Dataset items:

-*-

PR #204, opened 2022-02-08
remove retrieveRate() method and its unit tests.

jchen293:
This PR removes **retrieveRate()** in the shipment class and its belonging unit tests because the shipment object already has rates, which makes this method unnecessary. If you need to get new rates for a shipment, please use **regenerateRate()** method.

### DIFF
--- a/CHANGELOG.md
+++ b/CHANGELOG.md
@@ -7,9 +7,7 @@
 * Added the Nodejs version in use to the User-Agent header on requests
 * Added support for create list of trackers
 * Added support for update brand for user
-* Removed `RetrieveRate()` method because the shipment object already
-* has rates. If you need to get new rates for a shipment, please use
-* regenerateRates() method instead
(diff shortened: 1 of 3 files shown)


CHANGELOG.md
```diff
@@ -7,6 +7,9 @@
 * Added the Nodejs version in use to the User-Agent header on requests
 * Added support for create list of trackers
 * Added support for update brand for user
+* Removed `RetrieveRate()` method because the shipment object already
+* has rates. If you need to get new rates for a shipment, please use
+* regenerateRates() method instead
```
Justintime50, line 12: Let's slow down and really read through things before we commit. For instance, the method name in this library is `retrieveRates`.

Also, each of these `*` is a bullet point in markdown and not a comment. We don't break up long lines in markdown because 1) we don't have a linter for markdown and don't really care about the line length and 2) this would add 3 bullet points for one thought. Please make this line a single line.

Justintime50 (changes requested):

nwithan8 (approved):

-*-

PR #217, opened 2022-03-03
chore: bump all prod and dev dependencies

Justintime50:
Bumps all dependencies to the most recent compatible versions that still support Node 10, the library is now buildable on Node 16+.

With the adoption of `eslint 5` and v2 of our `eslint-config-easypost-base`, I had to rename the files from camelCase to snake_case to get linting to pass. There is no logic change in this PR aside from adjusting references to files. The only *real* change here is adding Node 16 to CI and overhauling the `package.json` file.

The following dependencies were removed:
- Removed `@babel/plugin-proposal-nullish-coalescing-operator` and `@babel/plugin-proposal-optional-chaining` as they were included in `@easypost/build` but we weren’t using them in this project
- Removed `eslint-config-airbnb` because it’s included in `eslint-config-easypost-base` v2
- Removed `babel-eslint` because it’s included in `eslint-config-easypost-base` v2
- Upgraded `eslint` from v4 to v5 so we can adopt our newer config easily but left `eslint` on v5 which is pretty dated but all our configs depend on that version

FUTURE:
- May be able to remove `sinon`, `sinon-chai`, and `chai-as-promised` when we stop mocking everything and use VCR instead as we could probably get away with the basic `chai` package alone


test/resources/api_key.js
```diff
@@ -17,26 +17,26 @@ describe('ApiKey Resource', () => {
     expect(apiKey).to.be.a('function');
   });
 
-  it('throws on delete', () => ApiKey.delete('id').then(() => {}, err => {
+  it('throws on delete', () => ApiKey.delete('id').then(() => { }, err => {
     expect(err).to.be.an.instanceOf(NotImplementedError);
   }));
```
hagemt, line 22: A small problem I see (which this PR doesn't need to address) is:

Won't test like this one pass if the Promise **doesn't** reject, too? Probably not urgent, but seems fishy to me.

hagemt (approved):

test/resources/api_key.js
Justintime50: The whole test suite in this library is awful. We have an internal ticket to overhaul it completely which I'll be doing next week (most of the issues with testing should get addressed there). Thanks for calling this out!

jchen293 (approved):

-*-

## What is being asked
Beginning at the line with "PR #217, opened 2022-03-03" and ending at the line with "Bumps all dependencies", reproduce each line of the data above exactly, and add no other lines.

## Exercise solution
PR #217, opened 2022-03-03
chore: bump all prod and dev dependencies

Justintime50:
Bumps all dependencies to the most recent compatible versions that still support Node 10, the library is now buildable on Node 16+.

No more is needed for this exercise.